- [Exercise requirements] Sort through the data and copy the lines holding the word "padding".
• • • •
PR #2618, opened 2026-04-13
fix(cognee-mcp): return all dataset results for GRAPH_COMPLETION search

### LINKED ISSUE #2617: cognee-mcp: GRAPH_COMPLETION search discards all but first dataset result
## Bug Description

The `search` tool in `cognee-mcp/src/server.py` only returns the first `SearchResult` from `cognee.search()` for `GRAPH_COMPLETION` and `RAG_COMPLETION` query types, silently discarding results from all other matched datasets.

When a user searches across multiple datasets (e.g., `datasets="project-a,project-b"`), `cognee.search()` returns a `List[SearchResult]` with one entry per dataset. The current code returns only `search_results[0]`, so the user only ever sees results from the first (alphabetically earliest) dataset.

## Affected Code

`cognee-mcp/src/server.py`, inside `search_task()`:

**API mode** (~line 571):
```python
if (search_type.upper() in ["GRAPH_COMPLETION", "RAG_COMPLETION"]
    and len(search_results) > 0):
    return str(search_results[0])  # <-- discards results[1:]
```

**Direct mode** (~line 582):
```python
elif (search_type.upper() == "GRAPH_COMPLETION"
      or search_type.upper() == "RAG_COMPLETION"):
    return str(search_results[0])  # <-- also crashes with IndexError if empty
```

## Additional Issue

The direct mode path has **no empty-list guard** — if `search_results` is `[]`, it crashes with `IndexError: list index out of range`. The API mode path checks `len > 0` but silently returns nothing for empty results.

## Expected Behavior

All dataset results should be combined and returned to the user. Each result should be labeled with its dataset name so users can distinguish which dataset each answer came from.

## Reproduction

1. Index 2+ datasets into cognee via the MCP `cognify` tool
2. Call `search` with `search_type="GRAPH_COMPLETION"` and `datasets="dataset-a,dataset-b"`
3. **Actual**: Only `dataset-a`'s result is returned
4. **Expected**: Results from both datasets are returned

## Proposed Fix

Iterate all `SearchResult` objects and combine them with dataset name labels. Handle both dict results (from `_backwards_compatible_search_results()`) and object results:

```python
elif search_type.upper() in ("GRAPH_COMPLETION", "RAG_COMPLETION"):
    if isinstance(search_results, list) and len(search_results) > 0:
        combined = []
        for sr in search_results:
            if isinstance(sr, dict):
                ds_name = sr.get('dataset_name', 'unknown')
                sr_content = sr.get('search_result', str(sr))
            elif hasattr(sr, 'dataset_name') and hasattr(sr, 'search_result'):
                ds_name = sr.dataset_name or "unknown"
                sr_content = sr.search_result
            else:
                combined.append(str(sr))
                continue
            if isinstance(sr_content, list):
                for item in sr_content:
                    combined.append(f"[{ds_name}] {item}")
            else:
                combined.append(f"[{ds_name}] {sr_content}")
        return "\n\n".join(combined)
    return str(search_results)
```

I'll submit a PR with this fix shortly.

raynasr:
## Summary

- Fixes GRAPH_COMPLETION and RAG_COMPLETION search returning only `search_results[0]`, discarding results from all other matched datasets
- Adds empty-list guard to direct mode path (previously crashed with `IndexError` on empty results)
- Extracts `_combine_completion_results()` helper shared by both API and direct mode

Fixes #2617

## Problem

When a user searches across multiple datasets (e.g., `datasets="project-a,project-b"`), `cognee.search()` correctly returns a `List[SearchResult]` with one entry per dataset. However, the MCP server's `search_task()` function returns only the first element:

```python
# API mode (line ~639):
return str(search_results[0])  # discards results[1:]

# Direct mode (line ~651):
return str(search_results[0])  # also crashes if empty
```

This means users only ever see results from a single dataset (typically the alphabetically first one), making multi-dataset search effectively broken.

## Fix

A `_combine_completion_results()` helper iterates all `SearchResult` entries, labels each with its dataset name (e.g., `[my-dataset] answer text`), and joins them with double newlines. It handles:
- **Dict results** (produced by `_backwards_compatible_search_results()`) — accesses via `.get()`
- **SearchResult Pydantic model instances** — accesses via attribute
- **Empty results** — returns `str(results)` instead of crashing

## Test plan

- [x] Verified with 12 indexed datasets, cross-dataset GRAPH_COMPLETION queries return labeled results from all requested datasets
- [x] Single-dataset scoped queries still work correctly
- [x] Empty result lists no longer crash
- [ ] Upstream CI passes

## Summary by CodeRabbit

* **Bug Fixes**
  * GRAPH_COMPLETION and RAG_COMPLETION searches now return aggregated results from all datasets instead of only the first dataset's results. Dataset names are included with each entry for improved clarity.


Vasilije1990:
@raynasr please rebase and open against dev. We don't merge to main without testing

raynasr:
Closing in favor of a new PR rebased onto `dev` per maintainer feedback.

PR #2625, opened 2026-04-14
feat(cognee-mcp): support batch file-path ingestion in cognify tool

### LINKED ISSUE #2624: cognee-mcp: cognify tool should support batch file-path ingestion
## Feature Request

The `cognify` MCP tool accepts a single `data: str` parameter, which gets passed to `cognee.add()`. While `cognee.add()` natively supports file paths, directory paths, URLs, and lists of mixed inputs, the MCP tool only processes one item per call.

This creates a performance problem when indexing multiple files into the same dataset: each `cognify()` call bundles `add()` + `cognify()`, so indexing N files means N full pipeline runs on the growing dataset — O(n²) work.

## Affected Code

`cognee-mcp/src/server.py`, inside `cognify_task()`:

```python
await cognee_client.add(data, dataset_name=dataset_name)
```

This always passes `data` as a single string. If the caller wants to add multiple files to a dataset before running the pipeline, there's no way to do it through the MCP interface.

## Proposed Solution

Detect if `data` is a JSON-encoded array of strings. If so, call `add()` for each item before running `cognify()` once. This is fully backwards-compatible — non-JSON strings behave exactly as before.

```python
# Support JSON array of items (file paths, text) for batch add
items = [data]
try:
    parsed = json.loads(data)
    if isinstance(parsed, list):
        items = parsed
        logger.info(f"Batch mode: adding {len(items)} items to '{dataset_name}'")
except (json.JSONDecodeError, TypeError):
    pass

for item in items:
    await cognee_client.add(item, dataset_name=dataset_name)
```

### Why this matters

- **File-path ingestion**: `cognee.add()` auto-detects file paths and uses format-aware parsers (PDF, DOCX, code files, etc.) — much better chunking than raw text concatenation
- **Batch efficiency**: Add 18 files to a dataset, run the pipeline once instead of 18 times
- **Backwards-compatible**: Plain strings pass through unchanged; only JSON arrays trigger batch mode

### Verified behavior

Tested with the Docker-based cognee-mcp server (direct mode):
- Single file path (e.g., `/app/codebase/project/server.py`) → cognee reads the file natively ✓
- JSON array of file paths → each file added separately, pipeline runs once ✓
- Plain text string → unchanged behavior ✓
- 12 datasets reindexed successfully using batch file-path mode ✓

I'll submit a PR with this fix.

raynasr:
## Summary

- The `cognify` MCP tool now detects JSON-encoded arrays in the `data` parameter
- Calls `cognee_client.add()` for each item before running a single `cognify()` pipeline pass
- Enables efficient multi-file ingestion (file paths, text, URLs) into a dataset with one pipeline run instead of N separate runs
- Plain string inputs are unchanged — fully backwards-compatible

Fixes #2624

## Problem

The `cognify` tool bundles `add()` + `cognify()` in a single call. When indexing N files into the same dataset, each call re-runs the full pipeline on the growing dataset — O(n²) work. There's no way to batch multiple `add()` calls before a single `cognify()` through the MCP interface.

Meanwhile, `cognee.add()` natively supports file paths and lists, but the MCP tool doesn't leverage this.

## Solution

Before the `add()` call in `cognify_task()`, try to parse `data` as a JSON array. If it is one, iterate and call `add()` per item. Otherwise, pass the string as-is (backwards-compatible).

Input validation:
- Empty arrays are rejected with `ValueError`
- Each item must be a non-empty string
- Only `json.JSONDecodeError` is caught (not `TypeError`)

## Test plan

- [x] Single file path (`/path/to/file.py`) — cognee reads the file natively via its file loader
- [x] JSON array of file paths — each file added separately, pipeline runs once
- [x] Plain text string — unchanged behavior (backwards-compatible)
- [x] Empty array `[]` — raises ValueError, does not run pipeline
- [x] 12 datasets (71 files total) reindexed successfully using batch file-path mode
- [x] Search quality verified on reindexed data (CHUNKS + GRAPH_COMPLETION)

## Summary by CodeRabbit

* **New Features**
  * Added batch processing: system now auto-detects list-formatted submissions, processes each item individually, logs item count, and preserves backward compatibility with single-item submissions.

* **Bug Fixes**
  * Added input validation to reject empty/whitespace items and fallback to single-item handling when input isn't valid JSON or not a list.

### DIFF
--- a/cognee-mcp/src/server.py
+++ b/cognee-mcp/src/server.py
@@ -347,7 +347,18 @@ async def cognify(
 
                     graph_model = load_class(graph_model_file, graph_model_name)
 
-            await cognee_client.add(data, dataset_name=dataset_name)
+            # Support JSON array of items (file paths, text, URLs) for batch add
+            items = [data]
+            try:
+                parsed = json.loads(data)
+                if isinstance(parsed, list):
+                    items = parsed
+                    logger.info(f"Batch mode: adding {len(items)} items to '{dataset_name}'")
+            except (json.JSONDecodeError, TypeError):
+                pass
+
+            for item in items:
+                await cognee_client.add(item, dataset_name=dataset_name)
 
             try:
                 await cognee_client.cognify(
--- a/cognee-mcp/src/server.py
+++ b/cognee-mcp/src/server.py
@@ -352,12 +352,17 @@ async def cognify(
             try:
                 parsed = json.loads(data)
                 if isinstance(parsed, list):
+                    if not parsed:
+                        raise ValueError("Batch input cannot be an empty JSON array.")
                     items = parsed
                     logger.info(f"Batch mode: adding {len(items)} items to '{dataset_name}'")
-            except (json.JSONDecodeError, TypeError):
+            except json.JSONDecodeError:
+                # Plain text / non-JSON input: keep backward-compatible single-item flow
                 pass
 
             for item in items:
+                if not isinstance(item, str) or not item.strip():
+                    raise ValueError(f"Invalid batch item (must be a non-empty string): {item!r}")
                 await cognee_client.add(item, dataset_name=dataset_name)
 
             try:


siillee (changes requested):
Hey @raynasr, thanks a lot for your contirbution!

Imo, this feels more like a workaround. The idea is great, but it would be better if `cognify` (and `remember`, as part of our new API) took as parameter a list of strings or otherwise items, rather than just one string type. This would make it more clear during mcp use as well, both for the llm and for the user.

Also, we can then add all the data in one `add` function call, no need to loop over them.

Vasilije1990:
Thanks for adding batch file-path ingestion. I am closing this as superseded by #2737: https://github.com/topoteretes/cognee/pull/2737

#2737 includes the batch cognify behavior, targets `dev`, validates every JSON-array item before launching the background task, preserves inline text inputs, and adds focused MCP tests for the batch tool flow. Any remaining MCP cognify follow-up should happen on #2737.

PR #2637, opened 2026-04-15
fix: vector db migrations run for all datasets. fixes to lancedb migration

siillee:
## Description

This PR fixes how we call vector database migrations. Now we call them only on startup, not during operations like remember, cognify, etc. We now also make sure the migrations are done on correct databases, i.e. all dataset databases, not just the default one (e.g. cognee.lancedb).

This PR also fixes the LanceDB migration. We compared collection payloads to cognee data models (DocumentChunk, Entity, etc.), but we store data in the form of IndexSchema models, which are defined in every adapter. Now this is fixed, and the correct schemas are compared.

## Type of Change

- [ ] Code refactoring
- [ ] Other (please specify):

## Pre-submission Checklist

## DCO Affirmation

## Summary by CodeRabbit

* **Refactor**
  * Simplified vector migration flow to run per-dataset from relational state; removed the one-time local migration guard and runtime subclass discovery. Startup migrations now retry after initializing the relational database on failure.

* **New Features**
  * Added async helper to list dataset databases for migration orchestration.
  * Migration summaries now include dataset and provider details.

* **Bug Fixes**
  * Migrations abort on row validation failures and preserve existing data; improved payload default inference.

* **Tests**
  * New unit tests for per-dataset iteration, failure handling, and payload-default behavior.


dexters1:
@ArmagedonFlamer can you verify:
1. Migrations work when updating from older Cognee version to new one
2. You no longer have issues you had?
3. Search adding data to LanceDB works

Vasilije1990:
This addresses the fact that we are effectively using Cognee often as a CLI or using it in ways where the server won't be available. How does it address it?

siillee:
> This addresses the fact that we are effectively using Cognee often as a CLI or using it in ways where the server won't be available. How does it address it?

I don't really understand the question, but let me try and answer what I think was the point.

The vector db migrations are called in the same way as the relational db migrations. When running Cognee only from the SDK directly, the migrations do not happen automatically. They are only called at startup of the backend server.

We can change this if necessary, but then we would need a guard that will make the migrations optional, because in case of the cloud, we have multiple pods running Cognee, and if all of them ran the migrations at the same time, it would lead to trouble.

PR #593, opened 2023-04-21
fix semantic error

dominik-ba:
If I'm not mistaken the comment should state that a IAM User is mapped to a Kubernetes user at the changed spot. roles are described in the lines before that part

### DIFF
--- a/README.md
+++ b/README.md
@@ -482,7 +482,7 @@ server:
     groups:
     - system:masters
 
-  # each mapUsers entry maps an IAM role to a static username and set of groups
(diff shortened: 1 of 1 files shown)


dominik-ba:
@nckturner since I only changed that one comment I highly doubt the failing check is related to my commit. Can I get some guidance what to do here?

dominik-ba:
/remove-lifecycle stale

Honestly I don't get why a one word readme change PR can get stale... why is no one looking at this?

dims:
@dominik-ba thank you and apologies. since this is not a code issue, i will merge without waiting for the job to pass for now.

PR #595, opened 2023-04-26
Enable cross-compilation in Dockerfile

chewong:

Enable cross-compilation in Dockerfile. We need to add `ARG TARGETOS TARGETARCH` for them to be populated by buildx and we need to add `--platform=$TARGETPLATFORM` in `FROM` statements to specify which platform we use to pull those images

Fixes #

### DIFF
--- a/Dockerfile
+++ b/Dockerfile
@@ -18,12 +18,13 @@ FROM --platform=$BUILDPLATFORM $golang_image AS builder
 WORKDIR /go/src/github.com/kubernetes-sigs/aws-iam-authenticator
 COPY . .
 RUN go mod download
+ARG TARGETOS TARGETARCH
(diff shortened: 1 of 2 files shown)


Dockerfile
```diff
@@ -18,12 +18,13 @@ FROM --platform=$BUILDPLATFORM $golang_image AS builder
 WORKDIR /go/src/github.com/kubernetes-sigs/aws-iam-authenticator
 COPY . .
 RUN go mod download
+ARG TARGETOS TARGETARCH
```
nckturner, line 21: Can we get a makefile target similar to [build-all-bins](https://github.com/kubernetes-sigs/aws-iam-authenticator/blob/master/Makefile#L81) for building a set of supported targets?

chewong: Done

PR #601, opened 2023-05-19
reduce token expiration if credentials will expire

### LINKED ISSUE #590: API Authorization from Outside EKS Cluster throws `Unauthorized` error after 20+ minutes
We have tried to implement similar methods defined in section https://github.com/kubernetes-sigs/aws-iam-authenticator#api-authorization-from-outside-a-cluster in Golang

```go
func GetEKSToken(ctx context, clusterName string) (*KubeToken, error) {

	request, _ := NewStsClientFrom(ctx).GetCallerIdentityRequest(&sts.GetCallerIdentityInput{})
	# clusterName in the request header
        request.HTTPRequest.Header.Add("x-k8s-aws-id", clusterName)

	presignUrl, err := request.Presign(60) # presign 60 seconds
	if err != nil {
            .....
	}

	return &KubeToken{
		Kind:       "ExecCredential",
		ApiVersion: "client.authentication.k8s.io/v1beta1",
		Status: &KubeTokenStatus{
			ExpirationTimestamp: time.Now().Local().Add(time.Hour * time.Duration(1)).Format("2006-01-02T15:04:05Z"),
			Token:               "k8s-aws-v1." + base64.RawURLEncoding.EncodeToString([]byte(presignUrl)),
		},
	}, nil
}
```

It works fine.

However, we are having intermittent issue that the Kubernetes Client created with this token is throwing `Unauthorized` error when performing kubernetes operation, for example, equivalent to `kubectl get nodes`

We are using https://kubernetes.io/docs/reference/config-api/client-authentication.v1beta1/#client-authentication-k8s-io-v1beta1-ExecCredential instead of using similar `headers = {'Authorization': 'Bearer ' + get_bearer_token('my_cluster', 'us-east-1')}` as the tutorial.

I am wondering what could be the potential reason for this `Unauthorized` error ? The API successfully ran for almost 20 minutes and then suddenly this error is thrown back.

I am thinking:

1. Is the `bearerToken` expired exactly at the timestamp defined in `ExpirationTimestamp` or after some magical time delta ? Currently we configured the `ExpirationTimestamp` to be 1 hour after the token is generated. Does this conflict with the sts presign 60 seconds ?
2. I noticed that `Something to note though is that the IAM Authenticator explicitly omits base64 padding to avoid any = characters thus guaranteeing a string safe to use in URLs.` is mentioned and the python code example

```
    # remove any base64 encoding padding:
```

is explicitly replace `=` with ` ` empty string, which is absent from our golang methods, how so far everything related to kubernetes operation is working fine.

Also trying to get some feedback on this if there is anything else that I am missing.

iamnoah:

An issue comes up when using a long-lived `token.Generator` instance where the underlying assume-role session expires,  which invalidates the token. This only changes the expiration date so e.g., `oauth2.ReuseTokenSource` will know to regenerate the token when the session expires.

**Which issue(s) this PR fixes** **:

fixes #590

### DIFF
--- a/pkg/token/token.go
+++ b/pkg/token/token.go
@@ -41,6 +41,7 @@ import (
 	metav1 "k8s.io/apimachinery/pkg/apis/meta/v1"
 	"k8s.io/client-go/pkg/apis/clientauthentication"
 	clientauthv1beta1 "k8s.io/client-go/pkg/apis/clientauthentication/v1beta1"
+
 	"sigs.k8s.io/aws-iam-authenticator/pkg"
 	"sigs.k8s.io/aws-iam-authenticator/pkg/arn"
 	"sigs.k8s.io/aws-iam-authenticator/pkg/metrics"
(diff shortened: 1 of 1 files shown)


iamnoah:
👋🏼 
still here. Anything this PR needs to be considered?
• • • •
- [Result of this task]
2. I noticed that `Something to note though is that the IAM Authenticator explicitly omits base64 padding to avoid any = characters thus guaranteeing a string safe to use in URLs.` is mentioned and the python code example
    # remove any base64 encoding padding:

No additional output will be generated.